To explain -- and I promise this historical detour will be worth it -- we should note unexpected parallels to Marbury v. Madison, the 1803 case in which the Supreme Court, in an opinion by Chief Justice Marshall, established that it had the power of judicial review: i.e. to declare federal laws unconstitutional. The very simplified background is this: The petitioner, William Marbury, had been nominated as a justice of the peace by President John Adams at the very end of Adams's term, right before Thomas Jefferson took office. The Senate confirmed the nomination.
Unfortunately for Marbury, he never got his hands on his commission. Marbury's nominations had been part of a large slew of judicial nominations pursuant to the Judiciary Act of 1801 -- a statute passed by the Federalists after the 1800 election as a last minute attempt to stack the bench with Federalist judges before Jefferson and his party took office. Once Jefferson was sworn in, his secretary of state, James Madison, refused to deliver the undelivered commissions and the new Congress got to work repealing the Judiciary Act of 1801.

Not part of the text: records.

PR #2306, opened 2021-03-08
Add placeholder locale files for supported languages

brucebolt:
We support publishing in a total of 65 languages, but do not have translations available for all of them.

Adding placeholder locale files and required keys here so it is easier to identify which keys will need translating in later work.

Trello card: https://trello.com/c/XbwUsOQr

### DIFF
--- a/config/locales/no/shared.yml
+++ b/config/locales/no/shared.yml
@@ -1,3 +1,3 @@
 "no":
   shared:
-    language_name:
+    language_name: Norsk
--- a/config/locales/no/shared.yml
+++ b/config/locales/no/shared.yml
@@ -1,0 +1,3 @@
+"no":
+  shared:
+    language_name:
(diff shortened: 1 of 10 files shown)


config/locales/no/shared.yml
```diff
@@ -0,0 +1,3 @@
+"no":
```
1pretz1, line 1: Is there a reason this key is in quotes?

1pretz1 (approved):
Looks good Bruce! 👍 Approving as the comment is minor

config/locales/no/shared.yml
brucebolt: `no` is [treated as a boolean rather than a string](https://juliankniephoff.wordpress.com/2012/09/01/reserved-words-in-yaml-and-translating-booleans-in-rails/), so we get an error when the tests runs

1pretz1: Interesting, thanks for explaining!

Marbury went to the Supreme Court, asking the Court to issue a writ of mandamus -- an order telling Madison he had to deliver the commission to Marbury. The Court was full of Federalists like Marshall, but Jefferson thought he had the justices boxed in. They could either rule that Marbury's rights hadn't been violated, vindicating Jefferson's supposition that the appointments did not need to be honored. Or they could issue a writ of mandamus ordering the secretary of state to deliver Marbury's commission. But Jefferson would likely have simply ignored it, in which case the Court's credibility would have been permanently damaged.
Chief Justice Marshall did something no one expected: writing for the Court, he ruled that Marbury's rights had been violated, thereby refusing to give a judicial imprimatur to Jefferson and Madison's actions. But his opinion did not issue a writ of mandamus that the Administration could simply ignore. Instead, it provided no remedy to Marbury, because of a technicality: The statute under which he had sought mandamus relief authorized such petitions to be filed directly in the Supreme Court. But Marshall concluded that that statute was unconstitutional, because in the Court's reading it could only authorize appellate jurisdiction over mandamus suits. In doing so, the Court built its own power and prestige by establishing that it had a power it was not necessarily assumed to have before: the authority the strike down federal statutes that violated the Constitution. But in doing so, the Court gave Jefferson absolutely nothing he could use politically: the opinion clearly rebuked his actions, but it didn't give him an order he could defy.